Copy out nothing but the line containing "--- a/ext/NCFileReaderExt.jl" and the lines that follow it to the end of the entries, exactly as they stand.

Collected data
>>>
PR #242, opened 2026-07-24
Use binary search instead of linear scans

ph-kev:
There are parts of the code that does a linear scan on `available_dates`. This is verified to be sorted at construction. As such, I updated the code to do a binary search instead of a linear scan whenever possible.

I asked a LLM to implement these changes.


imreddyTeja (approved):
I didn't know base Julia has these functions

nefrathenrici (approved):

PR #243, opened 2026-08-03
Fix double close bug with NetCDF dataset registry

ph-kev:
This PR fixes a double close bug with the NetCDF dataset registry. The bug is that you can call `close` multiple times on a single readers and it would close the NetCDF file when the count hits zero. This can leads to a reader not being able to read a file if there are two readers reading the same file and `close` was called multiple time on one of the reader.

To fix this, we make `close` idempotent by keeping track of the open readers.

### DIFF
--- a/ext/NCFileReaderExt.jl
+++ b/ext/NCFileReaderExt.jl
@@ -70,6 +70,9 @@ struct NCFileReader{
 
     """Size of the output array. This is used by read to initialize an array."""
     output_size::Tuple{Vararg{Int}}
+
+    """Whether this reader has not been closed yet. Used to make `close` idempotent."""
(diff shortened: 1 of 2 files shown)


imreddyTeja (approved):

imreddyTeja:
Why are the downstream tests failing?

ph-kev:
> Why are the downstream tests failing?

I think this is because of a memory leak. I thought `IdSet` use weak references but they don't. I changed the solution to add a field that keep a reference to a boolean that track if the reader is opened or not. Although, this introduces some complication with closing all the NetCDF files.

imreddyTeja (approved):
<<<
• Task solution:
--- a/ext/NCFileReaderExt.jl
+++ b/ext/NCFileReaderExt.jl
@@ -70,6 +70,9 @@ struct NCFileReader{
 
     """Size of the output array. This is used by read to initialize an array."""
     output_size::Tuple{Vararg{Int}}
+
+    """Whether this reader has not been closed yet. Used to make `close` idempotent."""
(diff shortened: 1 of 2 files shown)


imreddyTeja (approved):

imreddyTeja:
Why are the downstream tests failing?

ph-kev:
> Why are the downstream tests failing?

I think this is because of a memory leak. I thought `IdSet` use weak references but they don't. I changed the solution to add a field that keep a reference to a boolean that track if the reader is opened or not. Although, this introduces some complication with closing all the NetCDF files.

imreddyTeja (approved):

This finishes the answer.